The ordering is not always name of _table_ and then names of _columns_...

Write data:

    
    
      UPDATE customer SET membership_plan='PLATINUM'
    

Read data (incorrect syntax if specifying table name then column name):

    
    
      SELECT customer GET membership_plan  -- incorrect
    

Read data (correct syntax of columns then table):

    
    
      SELECT membership_plan FROM customer 
    

For UPDATE, the column names are adjacent to the value with the '=' equals
sign. However the INSERT statement splits column names away from the values;
all column names as one delimited list in parentheses and then all the values
are another delimited list:

    
    
      UPDATE customer SET membership_plan='PLATINUM', timezone='UTC'
    
      INSERT INTO customer (membership_plan,timezone) values ('PLATINUM','UTC')
    

Prepositions...

Prepositions before table name: SELECT FROM t, INSERT INTO t, DELETE FROM t

No preposition before table name: UPDATE t

For syntax consistency, the UPDATE would also have had a preposition such as
"UPDATE TO t", or "UPDATE ON t", or "UPDATE ONTO t" ... or ... the other 3
commands would have removed the need for "FROM/INTO". Either way, all 4 SUDI
commands could have looked more alike.

Yes, one eventually gets used to the cosmetic inconsistencies but it's
annoying for beginners because memorizing 1 of the 4 commands doesn't really
reward you with the ability to predict the grammar of the other 3 commands.
You have to learn the different quirks of the 4 commands.
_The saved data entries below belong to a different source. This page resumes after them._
PR #1882, opened 2017-06-16
Require Python 2.7 instead of Python 3

cdwfs:
The other day, I had some CMake issues while building the LVL project on a new Windows workstation; it complained that Python 3 was required, and I only have 2.7 installed. I've already had to jump through some hoops in the past in this area, as while the layers need Python 3 to build, running "git clang-format" on my patches invokes a script that's only compatible with Python 2.x. I usually just install both and dance between them as necessary, but today I decided to figure out if the layers *really* need Python 3.  And as far as I can tell, they don't; only a few scripts in the "smoketest" demo complained at build time, and they seemed relatively easy to fix.

Please take a look and confirm that I've fixed the two specific Python 2.x issues in a way that won't cause problems with Python 3, or that I'm not missing any other unexpected consequences of using an older version. Thanks!

### DIFF
--- a/CMakeLists.txt
+++ b/CMakeLists.txt
@@ -13,7 +13,7 @@ set(MAJOR "1")
 string(TOLOWER ${API_NAME} API_LOWERCASE)
 
 set(CMAKE_MODULE_PATH ${CMAKE_MODULE_PATH} "${CMAKE_CURRENT_SOURCE_DIR}/cmake")
-find_package(PythonInterp 3 REQUIRED)
+find_package(PythonInterp 2.7 REQUIRED)
 
 if(CMAKE_SYSTEM_NAME STREQUAL "Linux")
     set(FALLBACK_CONFIG_DIRS "/etc/xdg" CACHE STRING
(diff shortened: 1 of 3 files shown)


cdwfs:
That AppVeyor failure looks relevant; I'll investigate once I regain access to the build farm.

krOoze:
@cdwfs You should also update the `BUILD.md` documentation, which states Python3 is needed.

cdwfs:
> Can you use this instead please
> #!/usr/bin/env python2

Forgive my ignorance, but would that mean that Python-3-only systems would be actively unsupported? Or does Python 3 install a "python2" alias as well, to provide backwards-compatible behavior? I can totally understand the danger of not specifying a specific target version, but on the other hand my goal with this PR was ideally to _expand_ the range of supported Python versions, not to replace one hard requirement with a mutually exclusive one.

cdwfs:
After further consideration I'm not sure there's any need for this patch; my main motivation was the need to keep Python 2.7 around for git-clang-format, and that's apparently been [fixed](https://github.com/llvm-mirror/clang/commit/7150b8bbaf060023fb2725f21478a95ecfa4fc28) for the next Clang release. Aside from that, I'm fine with requiring Python 3 to build/test the layers.

mark-lunarg:
👍 💯

PR #1886, opened 2017-06-16
tests: Skip test for 14a004dc if all offsets are valid

### LINKED ISSUE #1781: VkLayerTest.VALIDATION_ERROR_01412 fails on AMD

cdwfs:
Also fixes some unexpected VU errors in this test that were
exposed when the main test accidentally passed. Fixes #1781.

### DIFF
--- a/tests/layer_validation_tests.cpp
+++ b/tests/layer_validation_tests.cpp
@@ -8979,7 +8979,31 @@ TEST_F(VkLayerTest, VALIDATION_ERROR_14a004dc) {
         "Test VALIDATION_ERROR_14a004dc: offset must be less than or equal to "
         "VkPhysicalDeviceLimits::maxVertexInputAttributeOffset");
 
-    ASSERT_NO_FATAL_FAILURE(Init());
+    if (InstanceLayerSupported("VK_LAYER_LUNARG_device_profile_api")) {
+        m_instance_layer_names.push_back("VK_LAYER_LUNARG_device_profile_api");
+    }
+
+    ASSERT_NO_FATAL_FAILURE(InitFramework(myDbgFunc, m_errorMonitor));
+
+    uint32_t maxVertexInputAttributeOffset = 0;
+    {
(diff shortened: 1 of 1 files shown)


Tony-LunarG:
This looks like a good candidate for the device_profile_api layer (see ExceedMemoryAllocationCount for a lone example).  This looks good for now, but we may switch it over to use the layer at some point.

cdwfs:
I fixed a few additional VU errors, and took a shot at using LUNARG_device_profile_api to artificially lower the offset limit. Seems to work on my end, but please let me know if I'm using the layer incorrectly.

tests/layer_validation_tests.cpp
```diff
@@ -8979,7 +8979,28 @@ TEST_F(VkLayerTest, VALIDATION_ERROR_14a004dc) {
...
+        // Attempt to artificially lower maximum offset
+        PFN_vkSetPhysicalDeviceLimitsEXT fpvkSetPhysicalDeviceLimitsEXT =
+            (PFN_vkSetPhysicalDeviceLimitsEXT)vkGetInstanceProcAddr(instance(), "vkSetPhysicalDeviceLimitsEXT");
+        if (!fpvkSetPhysicalDeviceLimitsEXT) {
+            printf("             All offsets are valid & device_profile_api not found; skipped.\n");
+            return;
+        }
+        default_props.limits.maxVertexInputAttributeOffset = default_props.limits.maxVertexInputBindingStride - 2;
+        fpvkSetPhysicalDeviceLimitsEXT(gpu(), &default_props.limits);
+        maxVertexInputAttributeOffset = default_props.limits.maxVertexInputAttributeOffset;
```
chrisforbes: Not a fan of this being called 'default_props' when you mangle it.

cdwfs: Renamed, & moved it out of scope when it's no longer in use, to prevent confusion with the final Device's props.

PR #1891, opened 2017-06-19
Another round of housekeeping stuff

chrisforbes:
Big change here is adjusting the CB state machine to no longer rely on last_cmd to distinguish two cases of `CB_INVALID`.

### DIFF
--- a/layers/core_validation.cpp
+++ b/layers/core_validation.cpp
@@ -6014,7 +6014,7 @@ VKAPI_ATTR void VKAPI_CALL CmdClearColorImage(VkCommandBuffer commandBuffer, VkI
 
     bool skip = PreCallValidateCmdClearColorImage(dev_data, commandBuffer, image, imageLayout, rangeCount, pRanges);
     if (!skip) {
-        PreCallRecordCmdClearImage(dev_data, commandBuffer, image, imageLayout, rangeCount, pRanges, CMD_CLEARCOLORIMAGE);
+        PreCallRecordCmdClearImage(dev_data, commandBuffer, image, imageLayout, rangeCount, pRanges);
         lock.unlock();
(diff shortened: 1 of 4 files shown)


layers/core_validation.cpp
```diff
@@ -5007,7 +5019,7 @@ VKAPI_ATTR VkResult VKAPI_CALL BeginCommandBuffer(VkCommandBuffer commandBuffer,
                             "vkBeginCommandBuffer(): Cannot call Begin on command buffer (0x%p"
                             ") in the RECORDING state. Must first call vkEndCommandBuffer(). %s",
                             commandBuffer, validation_error_map[VALIDATION_ERROR_16e00062]);
-        } else if (CB_RECORDED == cb_node->state || (CB_INVALID == cb_node->state && CMD_END == cb_node->last_cmd)) {
+        } else if (CB_RECORDED == cb_node->state || CB_INVALID_COMPLETE == cb_node->state) {
```
tobine: So the extra state is getting us the cleaner check here? Seems clearer/simpler.

layers/core_validation_types.h
```diff
@@ -802,7 +801,6 @@ bool ValidateCmdQueueFlags(layer_data *dev_data, GLOBAL_CB_NODE *cb_node, const
 bool ValidateCmd(layer_data *my_data, GLOBAL_CB_NODE *pCB, const CMD_TYPE cmd, const char *caller_name);
 bool insideRenderPass(const layer_data *my_data, GLOBAL_CB_NODE *pCB, const char *apiName, UNIQUE_VALIDATION_ERROR_CODE msgCode);
 void SetImageMemoryValid(layer_data *dev_data, IMAGE_STATE *image_state, bool valid);
-void UpdateCmdBufferLastCmd(GLOBAL_CB_NODE *cb_state, const CMD_TYPE cmd);
```
tobine: This CL really demonstrates the goodness of killing last_cmd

Maybe we should be grateful that SELECT/UPDATE/DELETE at least all happen to
share the same "WHERE" clause. It seems like SQL's inconsistent syntax design
should have tortured us with memorizing "WHERE" for one command and totally
different synonyms such as "FILTER" and "CONDITION" for the others!

[To downvoters, I'm willing to be persuaded that I'm wrong and that SQL syntax
is actually "consistent" so please reply with your counterargument.]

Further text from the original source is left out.